▸ **Work request**:
Type the entries again, word for word.

[Saved entries]

=== Begin Enclosure ===

PR #673, opened 2023-10-13
Refactor Deployment Register/Login functions

kegsay:
Define just 2 functions which can be used universally. By having this as an interface, this also means we keep the door open for matrix-authentication-service to swap out the impl for one which registers with MAS.

The `Login` function requires an _existing_ CSAPI client to work. This is by design to force tests to not hardcode "login as localpart `alice`".

The `Register` function does not do this, and exposes a literal `Localpart` field to set. This will change to a prefix/suffix, but is more involved e.g a test may call `Register("chris")` then later on assert `@chris:hs1` is present somewhere, so all tests need to be sanity checked for this before swapping to prefixes/suffixes). Hence this will be up next in another PR.

### DIFF
--- a/helpers/clientopts.go
+++ b/helpers/clientopts.go
@@ -1,0 +1,12 @@
+package helpers
+
+type RegistrationOpts struct {
+	Localpart string // default '' (don't care)
+	DeviceID  string // default '' (generate new)
+	Password  string // default 'complement_meets_min_password_requirement'
+	IsAdmin   bool   // default false
+}
+
+type LoginOpts struct {
+	Password string // default 'complement_meets_min_password_requirement'
+}
--- a/internal/docker/deployment.go
+++ b/internal/docker/deployment.go
@@ -85,7 +85,10 @@ func (d *Deployment) Register(t *testing.T, hsName string, opts helpers.Registra
 	if password == "" {
 		password = "complement_meets_min_password_req"
 	}
-	localpart := fmt.Sprintf("user-%v-%v", d.localpartCounter.Add(1), opts.Localpart)
+	localpart := opts.Localpart
+	if localpart == "" {
+		localpart = fmt.Sprintf("user-%v", d.localpartCounter.Add(1))
+	}
 	var userID, accessToken, deviceID string
 	if opts.IsAdmin {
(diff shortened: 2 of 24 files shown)


DMRobertson:
> By having this as an interface, this also means we keep the door open for matrix-authentication-service to swap out the impl for one which registers with MAS.

Nice!

helpers/clientopts.go
```diff
@@ -0,0 +1,12 @@
+package helpers
+
+type RegistrationOpts struct {
+	Localpart string // default '' (don't care)
+	DeviceID  string // default '' (generate new)
+	Password  string // default 'complement_meets_min_password_requirement'
+	IsAdmin   bool   // default false
```
DMRobertson, line 7: Aside: do any of the tests actually use the adminness? It's not a specced property of Matrix as much as a backdoor for Synapse, I thought?

internal/docker/deployment.go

=== End Enclosure ===

▸ **Response box**:
PR #673, opened 2023-10-13
Refactor Deployment Register/Login functions

kegsay:
Define just 2 functions which can be used universally. By having this as an interface, this also means we keep the door open for matrix-authentication-service to swap out the impl for one which registers with MAS.

The `Login` function requires an _existing_ CSAPI client to work. This is by design to force tests to not hardcode "login as localpart `alice`".

The `Register` function does not do this, and exposes a literal `Localpart` field to set. This will change to a prefix/suffix, but is more involved e.g a test may call `Register("chris")` then later on assert `@chris:hs1` is present somewhere, so all tests need to be sanity checked for this before swapping to prefixes/suffixes). Hence this will be up next in another PR.

### DIFF
--- a/helpers/clientopts.go
+++ b/helpers/clientopts.go
@@ -1,0 +1,12 @@
+package helpers
+
+type RegistrationOpts struct {
+	Localpart string // default '' (don't care)
+	DeviceID  string // default '' (generate new)
+	Password  string // default 'complement_meets_min_password_requirement'
+	IsAdmin   bool   // default false
+}
+
+type LoginOpts struct {
+	Password string // default 'complement_meets_min_password_requirement'
+}
--- a/internal/docker/deployment.go
+++ b/internal/docker/deployment.go
@@ -85,7 +85,10 @@ func (d *Deployment) Register(t *testing.T, hsName string, opts helpers.Registra
 	if password == "" {
 		password = "complement_meets_min_password_req"
 	}
-	localpart := fmt.Sprintf("user-%v-%v", d.localpartCounter.Add(1), opts.Localpart)
+	localpart := opts.Localpart
+	if localpart == "" {
+		localpart = fmt.Sprintf("user-%v", d.localpartCounter.Add(1))
+	}
 	var userID, accessToken, deviceID string
 	if opts.IsAdmin {
(diff shortened: 2 of 24 files shown)


DMRobertson:
> By having this as an interface, this also means we keep the door open for matrix-authentication-service to swap out the impl for one which registers with MAS.

Nice!

helpers/clientopts.go
```diff
@@ -0,0 +1,12 @@
+package helpers
+
+type RegistrationOpts struct {
+	Localpart string // default '' (don't care)
+	DeviceID  string // default '' (generate new)
+	Password  string // default 'complement_meets_min_password_requirement'
+	IsAdmin   bool   // default false
```
DMRobertson, line 7: Aside: do any of the tests actually use the adminness? It's not a specced property of Matrix as much as a backdoor for Synapse, I thought?

internal/docker/deployment.go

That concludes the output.